▸ Task statement
Whenever a line in the records below holds the string "ignoring", copy it out.

*** Task data ***

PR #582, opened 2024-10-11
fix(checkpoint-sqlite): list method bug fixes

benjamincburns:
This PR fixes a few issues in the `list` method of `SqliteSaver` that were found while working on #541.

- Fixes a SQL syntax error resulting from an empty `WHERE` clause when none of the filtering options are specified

*** End of Task data ***
*** Task data ***

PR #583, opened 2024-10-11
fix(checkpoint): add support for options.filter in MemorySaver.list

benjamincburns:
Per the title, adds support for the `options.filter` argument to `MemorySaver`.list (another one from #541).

*** End of Task data ***
*** Task data ***

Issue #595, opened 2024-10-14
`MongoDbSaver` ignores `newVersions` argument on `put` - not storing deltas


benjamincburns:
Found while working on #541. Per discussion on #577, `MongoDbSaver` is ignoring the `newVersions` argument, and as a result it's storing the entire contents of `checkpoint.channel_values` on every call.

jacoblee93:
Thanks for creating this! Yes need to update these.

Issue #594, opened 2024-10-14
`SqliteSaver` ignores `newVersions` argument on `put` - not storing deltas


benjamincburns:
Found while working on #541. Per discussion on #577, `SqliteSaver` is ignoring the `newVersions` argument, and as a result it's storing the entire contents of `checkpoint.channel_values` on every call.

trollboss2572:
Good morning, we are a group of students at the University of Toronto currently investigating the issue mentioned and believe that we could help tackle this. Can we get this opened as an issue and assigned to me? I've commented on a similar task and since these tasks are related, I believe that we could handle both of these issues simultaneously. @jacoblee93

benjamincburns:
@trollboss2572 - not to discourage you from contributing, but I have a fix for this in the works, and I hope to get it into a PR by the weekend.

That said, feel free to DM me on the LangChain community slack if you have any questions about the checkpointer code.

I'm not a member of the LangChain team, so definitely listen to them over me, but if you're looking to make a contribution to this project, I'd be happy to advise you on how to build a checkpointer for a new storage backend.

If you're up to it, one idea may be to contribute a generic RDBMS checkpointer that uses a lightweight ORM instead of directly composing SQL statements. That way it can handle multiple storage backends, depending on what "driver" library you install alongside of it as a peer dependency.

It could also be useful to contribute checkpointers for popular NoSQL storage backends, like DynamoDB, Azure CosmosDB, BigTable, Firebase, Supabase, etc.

*** End of Task data ***

▸ Answer to this exercise
Found while working on #541. Per discussion on #577, `MongoDbSaver` is ignoring the `newVersions` argument, and as a result it's storing the entire contents of `checkpoint.channel_values` on every call.
Found while working on #541. Per discussion on #577, `SqliteSaver` is ignoring the `newVersions` argument, and as a result it's storing the entire contents of `checkpoint.channel_values` on every call.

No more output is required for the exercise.